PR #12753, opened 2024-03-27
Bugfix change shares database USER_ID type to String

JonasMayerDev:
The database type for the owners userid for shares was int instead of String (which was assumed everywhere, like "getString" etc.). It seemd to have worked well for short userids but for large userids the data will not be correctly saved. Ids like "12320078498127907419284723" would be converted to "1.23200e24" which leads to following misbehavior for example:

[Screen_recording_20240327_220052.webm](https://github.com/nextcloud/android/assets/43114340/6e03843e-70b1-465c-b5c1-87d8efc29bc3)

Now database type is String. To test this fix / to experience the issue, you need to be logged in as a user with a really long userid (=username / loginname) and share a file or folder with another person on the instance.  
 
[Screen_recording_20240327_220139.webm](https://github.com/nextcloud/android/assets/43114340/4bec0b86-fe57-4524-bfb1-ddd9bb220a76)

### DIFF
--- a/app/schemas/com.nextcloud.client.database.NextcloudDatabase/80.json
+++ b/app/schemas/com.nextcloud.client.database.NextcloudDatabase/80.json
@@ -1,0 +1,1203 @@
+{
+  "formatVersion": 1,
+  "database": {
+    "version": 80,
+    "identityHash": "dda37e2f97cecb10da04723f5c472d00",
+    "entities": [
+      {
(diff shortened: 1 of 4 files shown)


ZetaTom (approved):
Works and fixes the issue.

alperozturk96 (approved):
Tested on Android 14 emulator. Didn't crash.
....
Output consists of exactly the lines from the one containing "The database type" to the end of the records above, retyped without change and with nothing extra.

The database type for the owners userid for shares was int instead of String (which was assumed everywhere, like "getString" etc.). It seemd to have worked well for short userids but for large userids the data will not be correctly saved. Ids like "12320078498127907419284723" would be converted to "1.23200e24" which leads to following misbehavior for example:

[Screen_recording_20240327_220052.webm](https://github.com/nextcloud/android/assets/43114340/6e03843e-70b1-465c-b5c1-87d8efc29bc3)

Now database type is String. To test this fix / to experience the issue, you need to be logged in as a user with a really long userid (=username / loginname) and share a file or folder with another person on the instance.  
 
[Screen_recording_20240327_220139.webm](https://github.com/nextcloud/android/assets/43114340/4bec0b86-fe57-4524-bfb1-ddd9bb220a76)

### DIFF
--- a/app/schemas/com.nextcloud.client.database.NextcloudDatabase/80.json
+++ b/app/schemas/com.nextcloud.client.database.NextcloudDatabase/80.json
@@ -1,0 +1,1203 @@
+{
+  "formatVersion": 1,
+  "database": {
+    "version": 80,
+    "identityHash": "dda37e2f97cecb10da04723f5c472d00",
+    "entities": [
+      {
(diff shortened: 1 of 4 files shown)


ZetaTom (approved):
Works and fixes the issue.

alperozturk96 (approved):
Tested on Android 14 emulator. Didn't crash.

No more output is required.